In the early Sixties, many of the new vocal groups picked their names from a long list of superlatives. Thus we had - besides the Miracles, the Marvelettes, and later the Four Tops and the Supremes - the Sensations. Their hit in 1962: Let Me In.

Shelley Fabares, a neice of Nanette Fabray, came to pop music from television and film, where she'd appeared first on a Frank Sinatra show (in 1953), later played Donna Reed's daughter, and was featured in several "Rock Pretty Baby" type flicks. Johnny Angel was her first record, cut when she was nineteen.

Gene Chandler was known as the Duke of Earl in '62, making personal appearances in a long flowing cape and a monocle, and his first record (released within ten days of his signing a record contract) was called just that, Duke of Earl. The song had a lively, infectious beat, but its lyric hardly matched the wardrobe in originality.

Another original composition sung by the writer was You'll Lose a Good Thing by Barbara Lynn. It was released on the Jamie label, one of several small but important R&B companies in Philadelphia. (Incidental intelligence: The song was published by Dandelion and Crazy Cajun Music, among the earliest publishing companies that went for the bizarre name.)

Dion (last name: DiMucci) was the featured singer with the Belmonts from 1957 to 1960, when he went out as a soloist. His high, sad voice captured the feel of adolescence precisely in the Fifties and began to blend with folk in 1962 when he recorded The Wanderer.

Goodbye Cruel World was too bouncy, too danceable to be the maudlin farewell it hinted at being.
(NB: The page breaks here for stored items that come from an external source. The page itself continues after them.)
PR #613, opened 2026-06-23
fix: iOS keyboard raising window height

platberlitz:
# Summary

On iOS, the keyboard always raises the window, treating it as though it were a desktop, making the bottom half inaccessible until closing the Customize and Workspace windows again. However, when trying to type on a text input, the keyboard just raises the window again.


platberlitz:
Tested it. It seems to be an iOS problem where it truncates the bottom regardless if the text input is near the bottom of the screen but otherwise it doesn't always truncate it now as long as the text input box is in the middle or above.

Geechan (approved):

PR #616, opened 2026-06-23
docs: update alt language README files

Geechan:
Changes all alternative language README files to actually be about SillyBunny instead of following upstream SillyTavern docs, while letting the main README.md file point to these alt language options.

These alt language files are kept shorter than the main README.md file for now since they're basic LLM translations. They mainly serve to remove irrelevant content that mentions the project being SillyTavern.

No obligation to keep them updated, but should be do-able with LLM translations everytime the README gets updated.


platberlitz (approved):
I don’t know the other languages but you probably did the Japanese one huh? Lol

PR #618, opened 2026-06-26
fix: viewport escaping out of bounds due to dragging in general

TheLonelyDevil9:
This PR fixes the behavior where, when dragging between the QR/GG bar and chat input bar on mobile specifically, the viewport can be fully dragged to the top of the screen (where the keyboard would usually sit when triggered), as well as to the right, where the companion bar would pop out from (it was a large gutter on the bottom and the right side basically)

Tested as fixed by hardening the dragged touches on QR/GG/Composer gap/side edge etc on mobile (firefox latest, Android 16)


platberlitz (approved):
No desktop regression and fix works.

PR #619, opened 2026-06-26
fix(ui): make edit message icons smaller on mobile

platberlitz:
# Summary

Makes the mobile icons smaller for Check, Copy, the bulb icon, trash icon, up, down when editing a message so they don't overflow.


TheLonelyDevil9:
Checking

PR #30, opened 2020-06-16
Covid_tracking_states dataset

wh1210:


wh1210:
Thanks for your suggestions, that's pretty reasonable, I will keep this in mind and fix furtherly.

PR #32, opened 2020-06-16
move measurementMethod to StatVarObservation

intrepiditee:
Thanks for reviewing.


intrepiditee:
I though we would need one StatVar for one time series, no?

intrepiditee:
> With the mmethod change, it looks like we can consolidate a lot of the StatVars:
> 
> We'll end up with 3, I believe: one each for Treasury Bill, Note, and Bond. The names no longer need to refer to the mmethod.
> 
> Also, Ian is currently working on renaming our existing StatVars to this format: mprop_poptype_v1_v2... can we follow that here? E.g. InterestRate_TreasuryBond
I though we would need one StatVar for one time series, no?

intrepiditee:
> With the mmethod change, it looks like we can consolidate a lot of the StatVars:
> 
> We'll end up with 3, I believe: one each for Treasury Bill, Note, and Bond. The names no longer need to refer to the mmethod.
> 
> Also, Ian is currently working on renaming our existing StatVars to this format: mprop_poptype_v1_v2... can we follow that here? E.g. InterestRate_TreasuryBond

I though we would need one StatVar for one time series, no?

intrepiditee:
closed. please see #42

PR #36, opened 2020-06-17
Create measurement_methods.mcf

tjann:


schema/measurement_methods.mcf
```diff
@@ -0,0 +1,18 @@
+# File started on Jun 17, 2020 to start consolidating measurement method nodes
+# in one place.
+#
```
pradh, line 3: nit: Have a more general heading to what it does. The start date can be found from version history :)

Its singer, James Darren, had made his film debut three years earlier in "Rumble on the Docks" and was making records in '62 between beach bunny and surfing flicks. Perhaps Cruel World really was the story behind one of his surfing wipeouts. Who knows?

When Brian Hyland recorded Itsy Bitsy Teenie Weenie Yellow Polka Dot Bikini he was signed (believe it or not) to Sammy Kaye. He also was categorized as a singer whose appeal was, essentially, pre-pubescent. Sealed With A Kiss took its title from something teenaged girls wrote on envelopes containing love letters and as a song title it did little to change Hyland's image.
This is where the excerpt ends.